This is a tricky question. I remember being baffled by it when my first coach, Valerie, put it to me over 20 years ago. “My bottom line? How much I’m making, of course,” I responded thinking, isn’t that what everyone wants?

She challenged me further. What truly made me feel that I was a success, she asked.

I’ll never forget what a career counselor told me years before Valerie’s inquiry. I had wanted to get a job as an arts administrator when my children were still small. What I thought I wanted was to have a valid reason to leave the house, earn a paycheck and wear pumps. In preparation for applying for that job, I’d gone to my alma mater for help with my resume. The woman in the Career Services department listened as I described my lifestyle–at home with three kids, teaching art to elementary school students two days a week after school, and exhibiting my work at craft fairs. To my surprise, her response was, “Many people would LOVE the life you’ve created.”

Really? I wondered. Really, I now know.

But guess what? Joy and happiness can’t be measured. As a camper, in my childhood, there was a Merit Chart posted on the side of the main lodge, a grand old white colonial house in Bantam, Connecticut. Each camper’s name was listed on the left. Then, every possible achievement from archery skills to swimming levels and trailblazing aptitudes (fire-building, setting up tents, etc.), were listed above to the right. You got a gold star each time you completed an activity that was up there.

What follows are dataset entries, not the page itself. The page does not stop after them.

PR #54, opened 2015-11-13
Binary wrapper

luojing1211:
A branch using independent binary model. PINT binary model is a wapper


luojing1211:
I push the newest commit to a new branch. So now it is in the new pull request.

PR #66, opened 2015-11-30
Binarywrapper

luojing1211:
This branch's binary model is independent class. 
Somehow I push the new commit to a new branch. I will just use this new one.


luojing1211:
If this branch are chosen to be merged. The name of the file, DDwrapper for example, need to be change to the standard name. Please let me know which pull request is chosen.

vhaasteren:
Jing, is the other PR then not valid anymore (PSR binary generic model and DD model)? If so, can you close that PR?

luojing1211:
It is valid. It is just not independent from PINT platform.

vhaasteren:
Ok, I finally had a look at the new binary model branch. These are the
comments I have for now:

1)  There is an error in your master branch right now:
    byte-compiling /Users/vhaaster/env/dev/lib/python2.7/site-packages/pint/models/parameter.py to parameter.pyc
      File "/Users/vhaaster/env/dev/lib/python2.7/site-packages/pint/models/parameter.py", line 155
        )

    Easy fix, though.

2)  The function model.as_parfile() does not output the binary model. I expected
    to see the line:

BINARY         DD

3)  After reading in a par file with a DD model, I do not see the delay function
    for the binary listed. I expected to see something like m.delay_funcs:

[<bound method J0613-sim.BT_delay of <pint.models.timing_model.J0613-sim object at 0x10ce83fd0>>,
 <bound method J0613-sim.solar_system_shapiro_delay of <pint.models.timing_model.J0613-sim object at 0x10ce83fd0>>,
 <bound method J0613-sim.dispersion_delay of <pint.models.timing_model.J0613-sim object at 0x10ce83fd0>>,
 <bound method J0613-sim.solar_system_geometric_delay of <pint.models.timing_model.J0613-sim object at 0x10ce83fd0>>]

    But instead (changing the binary model to DD), I see:

[<bound method J0613-sim.solar_system_shapiro_delay of <pint.models.timing_model.J0613-sim object at 0x1123ed750>>,
 <bound method J0613-sim.dispersion_delay of <pint.models.timing_model.J0613-sim object at 0x1123ed750>>,
 <bound method J0613-sim.solar_system_geometric_delay of <pint.models.timing_model.J0613-sim object at 0x1123ed750>>]

    The binary delay function is now kept separately. Is that desirable? I think it
    was kind of neat that everything was in delay_funcs, and I think it is a mistake
    to single out the binary delay like this. My proposal:

        a)  Keep the binary delay function just in model.delay_funcs. That makes
            the 'delay' function of TimingModel also neat.
        b)  The PSRBinary class adds the 'binary_model' attribute, which is a
            reference to the actual binary delay function. We might decide to
            have the binary_delay attribute already defined in the TimingModel
            class, which initially refers to a lambda function that returns all
            zeros. The PSRBinary class can then overwrite that. But I am not
            sure whether we should, since from a design point of view, the
            TimingModel class should not know about anything in the
            sub-components. In other words, line 153 of timing_model.py is
            specific to the PSRBinary component, which it should not know
            anything about.


4)  I do not like the type tests that are at line 186 of PSR_binary.py. This is
    the type of behavior that should be handled by the Parameter class. We
    should just be able to call a member function of Parameter (or overloaded
    by the subclass). This type of stuff is happening in other locations of
    PINT as well at the moment. We should fix that.

5)  Shouldn't the function 'der' on line 158 of PSR_Binary be a part of
    TimingModel? This seems like general functionality we would want there.

6)  Suggestion: use numdifftools as a fallback to obtain parameter derivatives.
    I have been using those in the past months, and they are (slow but) correct
    down to near machine precision.

vhaasteren:
Oops, I posted this in the wrong pull request. Apologies

PR #70, opened 2015-12-04
Dmx

luojing1211:
Hi All folks,

This is PINT DMX branch. 
New Features:
1. Parameter module has prefixParameter 
2. Timing model can handle prefixParameter
3. Model builder can add the right prefixParameters from parfile
4. Dispersion module is able to calculate dispersion delay with DMX_ DMXR1_ DMXR2_  , not DMXF_, DMXEP_
5. Test is in PINT/tests/test_dmx.py

Please take a look and leave comments. I will make improvement as soon as possible when I see the comment.


luojing1211:
Wrong branch. Close it

Issue #58, opened 2015-11-23
What paths should be used for tests?


paulray:
The tests in the tests subdirectory make different, inconsistent, assumptions about the current working directory.  For example test_bt.py tries to read '../tests/J1955.par', while test_model.py tries to read 'tests/J1744-1134.basic.par'.  This means that test_bt.py runs correctly if you are in the main PINT directory (which is how it is run if you use the run-tests.sh script), while test_model.py runs correctly if your CWD is PINT/tests.

So, what is the preferred way to specify the path to files that need to be loaded by the scripts in the test suite?

paulray:
The same issue comes up for the examples/fit_NGC6440E.py script.  It runs if you do:
`python examples/fit_NGC6440E.py`
from the PINT directory, but not if you do
`python fit_NGC6440E.py`
when your current working directory in PINT/examples.

demorest:
This is fixed in PR #132

PR #71, opened 2015-12-04
Prefix

luojing1211:
Hi All folks,

This is PINT Prefix branch. 
New Features:
1. Parameter module has prefixParameter 
2. Timing model can handle prefixParameter
3. Model builder can add the right prefixParameters from parfile
4. Dispersion module is able to calculate dispersion delay with DMX_ DMXR1_ DMXR2_  , not DMXF_, DMXEP_
5. Test is in PINT/tests/test_dmx.py

Please take a look and leave comments. I will make improvement as soon as possible when I see the comment.


paulray:
I figured out how to add @luojing1211 repo as a remote and checked out this branch to test. I found a couple of issues:
* I instantiated a model using `m = pint.models.get_model(parfile)`. This parfile had 3 glitches, but no DMX parameters. But, somehow the model got DMX parameters added and it fails when trying to convert to a parfile.
```
In [16]: m.params
Out[16]: 
['PSR',
 'GLPH_1',
 'GLEP_1',
 'GLF0_1',
 'GLF1_1',
 'GLF0D_1',
 'GLTD_1',
 'GLPH_1',
 'GLEP_1',
 'GLF0_1',
 'GLF1_1',
 'GLF0D_1',
 'GLTD_1',
 'PLANET_SHAPIRO',
 'DM',
 'DMX',
 'DMX_0001',
 'DMXR1_0001',
 'DMXR2_0001',
 'F0',
 'F1',
 'F2',
 'TZRMJD',
 'PEPOCH',
 'RAJ',
 'DECJ',
 'POSEPOCH',
 'PMRA',
 'PMDEC',
 'PX',
 'GLPH_2',
 'GLPH_3',
 'GLPH_2',
 'GLPH_3',
 'GLEP_3',
 'GLEP_2',
 'GLEP_3',
 'GLEP_2',
 'GLF1_3',
 'GLF1_2',
 'GLF1_3',
 'GLF1_2',
 'GLF0_2',
 'GLF0_3',
 'GLF0_2',
 'GLF0_3']

In [17]: m.DMXR1
m.DMXR1_0001     m.DMXR1_mapping  

In [17]: m.DMXR1_0001.value
Out[17]: 0.0

In [18]: m.DMXR1_0001.as_parfile_line()
<ipython-input-18-e9600acf2ea0> in <module>()
----> 1 m.DMXR1_0001.as_parfile_line()

/Users/psray/src/PINT/pint/models/parameter.pyc in as_parfile_line(self)
    204         if self.value is None:
    205             return ""
--> 206         line = "%-15s %25s" % (self.name, self.print_value(self.value))
    207         if self.uncertainty is not None:
    208             line += " %d %s" % (0 if self.frozen else 1, str(self.uncertainty))

/Users/psray/src/PINT/pint/utils.pyc in time_to_mjd_string(t, prec)
    134     astropy does not seem to provide this capability (yet?).
    135     """
--> 136     jd1 = t.jd1 - erfa.DJM0
    137     imjd = int(jd1)
    138     fjd1 = jd1 - imjd

AttributeError: 'float' object has no attribute 'jd1'
```
Question: I see that in test_dmx.py, the model is build with model_builder.get_model(). What is the difference between that and pint.toa.get_model()?

* My test with 3 glitches fails to compute the model correctly.  I don't know how to commit to this branch, so I'll just push the files to my repo under a prefixtest branch

* Finally, I notice that test_dmx.py assumes it is running in the tests subdirectory.  I think all the other tests assume they are running in the main pint directory and prepend 'tests/' to filenames. I'm not sure which is best, but we should be consistent (see issue #58 )

luojing1211:
Very good catch Paul Ray. 
1. Why do we still have DMX parameters in the model even the par file does not have them in it?
    The reason for that is because in our dispersion model, one set of DMX parameters are added in the class __init__ function. That is why there is only one set of DMX parameters. The way prefixParameter how works is 

1. Add one prefix parameters in the model components. 
2. Model builder goes to the parfile, select components and build the model.
3. Model builder detects more prefixed parameters depend on the selected components. For example, if dispersion has DMX_0001 in it, model builder will try to find more DMX_ prefix. Then it will add correct amount of DMX_ model. 

I think that is why in your test, DMX_ parameters are still in the model. If it is not there, our dispersion component will break, since it has the DMX calculation in it. 

Of course to fix the print par file issue, one straightforward way is just add a is statement " if par.value is None or 0.0: continue." But if a parameter's value is 0.0, it will not print. I have seen this case in your testprefix.par file.  One parameter's value is 0.0. 

Answer for your question: 
toa module has no get_model() method. It has get_toa() method. 


2. I think when you update has merged to the master, I will update my branch, so I can do a quick fix. 

3. I am the responsible  for the issue 3. The test I made is majorly run under the tests directory. If we have a decision, I will change it.

scottransom:
Note that parameters can and should often be zero, so we don't want that to be a condition on whether to use them or print them or not!

luojing1211:
I took a look about the print_as_parfile issue. The reason is the when I initializing the DMR1 parameter which is a MJD, the value should be a time object. So I changed it to time object. It works right now. But the output value will be 0.00000, which is not a valid MJD. So do we want print the parameters we never use? 

One way could be that we build a simple dispersion model for example. No DMX calculation included. This way, it solves the problem and saves calculation power. On the other hand, to have this simple model, it requires a more robust model builder which can select the right model components with similar parameters.

luojing1211:
Do not merge this pull request. !!!!!!
Due to some conflict with new update. I create a new pull request #92. We can switch the discussion there.

paulray:
@luojing1211 Regarding my question about get_model(), I had meant to type pint.model.get_model(), not pint.ta.get_model(), but anyway now I see that pint.model.get_model() is the same as pint.model.model_builder.get_model(), so you can ignore my question.

Other discussions, I will move to issue #92 as you requested.

Should we "Close" this pull request?

luojing1211:
Sure, we can close it.

paulray:
Closing this pull request in favor of #92

PR #80, opened 2016-01-01
Binarywrapper

luojing1211:
This new version should fix the problem. Let me know if there are more issues .


vhaasteren:
I am taking over this PR, due to conflicts in the current git commit history (that was my fault). I'll fix it, and merge it through a PR from my own account.

PR #462, opened 2019-01-10
Astrop3.1 compatibility

luojing1211:
Astropy 3.1's time format has API changes. This pull request allows the pulsar_mjd work with astropy3.1


luojing1211:
@demorest, Could you double check if this is ok to merge?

I could visually measure where I stood among my fellow campers. If I worked harder, my gold stars would extend further to the right than theirs. It felt do-able, clear and safe. If I have the most stars, I must be doing well was my way of thinking back then. For so many years, that model worked. If I’m ahead, I’m winning.

But as the years passed by, I noticed that even though I was in the black, I wasn’t necessarily as happy as I thought I’d be. My coach pointed out that my Ladder of Success might be leaning against the wrong wall.

What I know makes me happiest now is work that brings me closer to my clients–coaching, leading retreats and Mastermind Groups and having these women share openly and intimately about their lives. Enough with the gold stars and outward symbols of success. I want to know what’s happening behind the trophies and certificates.

I have a slew of spiritual tools that I combine with my coaching strategies. Asking a client to ‘trust the process’ is a leap of faith. Suggesting that she ‘allow the Universe to manifest’ her particular request takes courage and deep belief. Wayne Dyer said, “When you believe it, you’ll see it.” More and more, the clients I’m attracting know that success is much more than a dollar amount and that letting go of control, trusting the Greater Good and not micro-managing, have yielded greater successes than they could have dreamed up themselves.

How I measure my success today is my own peace of mind, joy, and feeling of abundance achieved by recognizing my value and not having my means define me.